# Chiropractic Care



## ETorbin (May 2, 2002)

Has anyone here had chiropractic care done?  

My situation is the following.  I am 24 years old and have been inflexable for all my life, even after 2 1/2 years of MA training.  I went to a chiropractor this week after about 3 weeks of back pain.  He took some x-rays and discovered that I have scoleosis.  That is what is causing the back pain and the lack of flexability.  The procedure that he recommends to correct this is about one year of chiropractic care (1-3 times a week) along with some special exercises.  The problem is that it is very expensive (about $3500) and my insurance doesn't cover it.  I would spend this money in a heartbeat if I was confident it would work.  My question is, has anyone had this kind of care?  If so, did it work?  I'm sorry about the length of the question.

Sincerly 

ETorbin


----------



## Cthulhu (May 2, 2002)

*SEE YOUR REGULAR PHYSICIAN FIRST*.

Most chiros make their money from return visits.  Get an exam from an *M.D.* first.

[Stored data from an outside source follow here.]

Issue #108, opened 2019-07-01
Simplifying canShare()


marcoscaceres:
I wonder if we can simplify canShare() a bit... right now, canShare() conflates type checking behavior by intertwining the method call with share(). This is problematic because share() returns a promise, not TypeErrors. 

Over on Mozilla’s bugzilla, @ericwilligers mentioned that the intent of canShare() is to avoid having to do UA sniffing. As such, why don’t we this instead:

```
enum Shareable {
  "file”,
  "url”,
   // and so on...
}

partial interface Navigator {
   boolean canShare(sequence<Shareable> members);
}
```

That greatly simplifies things by deferring the support checking to the IDL layer. That causes the IDL layer to throw if passed some unsupported Shareable type. The result being that it either returns true or throws. 

If throwing is not palatable, then an alternative would be to take a sequence of DOMStrings, then return false if the names don’t match a supported member type.

raymeskhoury:
I like that rough idea because I can see that often sites would want to check this up front to determine whether to enable file sharing. 

Currently we also restrict the mime types and extensions that can be shared to a limited set. canShare could also be useful to determine if the site can share a particular type.

So perhaps canShare -> canShareFileTypes([array of file extensions/mime types]).

I'm interested in @mgiuca's thoughts here.

marcoscaceres:
This is somewhat reminiscent of the defunct `navigator.registerContentHandler()` ... obviously, this is different as we want to check mine type support... however, dealing with mime types gets extremely complicated very quickly; like, sharing video, but it's in some weird compression format. One share target may support a file type, but another might not (even if the UA supports the type). 

We might need to restrict the types... or maybe look at how other parts of the platform deals with this? For example, drag and drop must somehow deal with this somehow. And probably other parts of the platform too.... I'm looking at HTML Media Capture, and the interop story there also seems to be not great: https://caniuse.com/#feat=html-media-capture

Hmmm... 🤔

ewilligers:
>  canShare() conflates type checking behavior by intertwining the method call with share(). This is problematic because share() returns a promise, not TypeErrors.

We simply wanted to avoid specifying the same list of conditions in two different places, to avoid the risk of them ever getting out of sync. I see the following as equivalent:-

1. Listing the conditions in share(), and saying canShare() returns false iff share() would reject with TypeError.

1. Listing the conditions in canShare(), and saying share() rejects with TypeError iff canShare would return false.

[...]

PR #118, opened 2019-08-15
Do 'triggered by user activation' check earlier

marcoscaceres:

Implementation commitment:

### DIFF
--- a/index.html
+++ b/index.html
@@ -113,6 +113,10 @@
             <var>data</var>, run the following steps:
           </p>
           <ol data-link-for="ShareData">
+            <li>If the method call was not <a>triggered by user activation</a>,
+            return <a>a promise rejected with</a> with a {{"NotAllowedError"}}
+            {{DOMException}}.
+            </li>
             <li>If none of <var>data</var>'s members <a>title</a>, <a>text</a>,
             or <a>url</a> are present, return <a>a promise rejected with</a> a
             {{TypeError}}.
@@ -136,10 +140,6 @@
                 serializer</a> on <var>url</var>.
                 </li>
               </ol>
-            </li>
-            <li>If the method call was not <a>triggered by user activation</a>,
-            return <a>a promise rejected with</a> with a {{"NotAllowedError"}}
-            {{DOMException}}.
             </li>
             <li>Let <var>p</var> be <a>a new promise</a>.
             </li>


marcoscaceres:
Would prefer to do this check earlier in Gecko if possible.

marcoscaceres:
Safari does the check later, so Gecko will follow Chrome and Safari.

mgiuca:
IIRC the reason why this check comes after all the TypeErrors is a _little_ dubious but deliberate: it makes it possible to write automated error tests that check for TypeErrors in the [WPT suite](https://github.com/web-platform-tests/wpt/tree/master/web-share). All tests that expect us to go past the user activation check have to be manual tests, because they will all fail if automated.

If the user activation check is moved up ahead, all the automated tests will fail with NotAllowedError.

marcoscaceres:
> IIRC the reason why this check comes after all the TypeErrors is a little dubious but deliberate: it makes it possible to write automated error tests that check for TypeErrors in the WPT suite. All tests that expect us to go past the user activation check have to be manual tests, because they will all fail if automated.

This was solved on WTP via Web Driver and `.bless()` (or just using `.click()`, which fires trusted events when run under automation).

marcoscaceres:
This came up again during review on the Gecko side... given that we can deal with this correctly on WTP, @mgiuca would you be willing to change the Blink implementation?

ewilligers:
Are you also proposing that `canShare` (if merged) would also require user activation? If not, what is the benefit of moving the check up?

I don't mind changing the order in the Blink implementation if that is the consensus. Any feedback from Safari?

marcoscaceres:
> Are you also proposing that canShare (if merged) would also require user activation? 

No. But in the related issue (I think #5), I discussed how to separate the concerns between sharing from canShare.

> If not, what is the benefit of moving the check up?

It's just convention in Gecko code and other APIs to do the "triggered by user activation" checks first - before doing all the data checks. So the benefit would be consistency with other APIs (and less Gecko reviewers telling me "move this up" 😂).

mgiuca:
It doesn't make sense for `canShare` to require user activation.

I think the reason Eric raises this is that `canShare` is currently [defined in the L2 spec as](https://w3c.github.io/web-share/level-2/#canshare-method):

> `canShare(data)` MUST return true unless `share(data)` would reject with TypeError, in which case it MUST return false.

That definition wouldn't work if we moved the user activation check up. But I think Marcos also objected to that definition (somewhere else) and that we should define it properly by abstracting out the type checking. Which I can get behind.

That aside, it also seems logical to me that the method would do input validation (i.e., checks that are pure mathematical function of the input) before doing extrinsic checks that rely on the state-of-the-world (i.e., checks about user activation).

> It's just convention in Gecko code and other APIs to do the "triggered by user activation" checks first - before doing all the data checks.

If that's the case, is it also a convention in other web APIs (specs)? Can you point to other web specs that do user activation testing before input validation? If so, I'd be happy to change it.

marcoscaceres:
> That definition wouldn't work if we moved the user activation check up. But I think Marcos also objected to that definition (somewhere else) 

Indeed. I think it was #108. 

> and that we should define it properly by abstracting out the type checking. Which I can get behind.

That would be great. It means doing less gymnastics in our implementation. 

> That aside, it also seems logical to me that the method would do input validation (i.e., checks that are pure mathematical function of the input) before doing extrinsic checks that rely on the state-of-the-world (i.e., checks about user activation).

I don't disagree... we kinda do this already:  

 1. binding layer does type checks,  which, if you squint just right, would be the "pure mathematical function of the input". 

But then we diverge on: 

 1. Security/input checks, including triggered by user activation, possibly feature policy checks, etc.. 
 1. Do actual data mutations (e.g., resolve URL).
 1. IPC... and so on.... 

> If that's the case, is it also a convention in other web APIs (specs)? Can you point to other web specs that do user activation testing before input validation? If so, I'd be happy to change it.

Some examples:
 
* (biased, I wrote it) https://www.w3.org/TR/payment-request/#show-method
* (biased, I wrote it) https://w3c.github.io/screen-orientation/#apply-an-orientation-lock
* https://html.spec.whatwg.org/#file-upload-state-(type=file)

Somewhat in the middle:

 * ("allowed to request fullscreen", relies on "triggered by use activation") https://fullscreen.spec.whatwg.org/#dom-element-requestfullscreen

mgiuca:
Discussed offline; we are OK to keep it for now (those examples aren't particularly strong since they don't go TypeErrors after the activation check).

Back when I was in grade school, we were all tested for scoleosis at very young ages.  You probably were tested for it too, at some point in your life.

Before you shell out that kinda bread, get another opinion from your family doctor or some other non-chiro physician!

Cthulhu


----------



## karatekid1975 (May 2, 2002)

ETorbin,

I've had scoleosis all my life. I have no problem with flexability. I mean, I wasn't flexable at all when I started MA, but it didn't stop me from working on it. It does cause back pain, but I don't think it has anything to do with your flexability.


----------



## littlecrane (May 3, 2002)

Hi,

I've been lurking for a couple weeks, and I had to come out of the woodwork on this one. If this chiro thinks he can correct scoliosis, then he should publish his results so the rest of us can learn how to do the same.  I think there's one case in the literature of an adult with ideopathic scoliosis who got weekly care and didn't progress as expected. There are anecdotal accounts circulating among chiropractors, as well.

Sometimes a minor scoliosis will appear as a result of trauma and muscle spasm. This is different from scoliosis which develops in childhood or adolescence. The former resolve with the injury and the latter slowly progress with age. Did the doc tell you how severe it was as measured in degrees of curvature?

It's been my experience in 18 years of practicing chiropractic that people with ideopathic scoliosis get aches and pains from stresses and trauma just like everyone else, and they can get good results from chiropractic care just like everyone else.  And whether or not someone has aches or pains seems to depend more on how they use their body on a daily basis than on what their x-ray looks like. 

If your back pain is only three weeks old, then it's probably not from a scoliosis that's been there for years. More likely you strained/sprained it, either all at once or a little at a time. It shouldn't take long to get you well. 1-3 times per week for a year is a lot.  I'd get tired of seeing you way before that. It might not be a bad idea to get an opinion from another chiropractor. 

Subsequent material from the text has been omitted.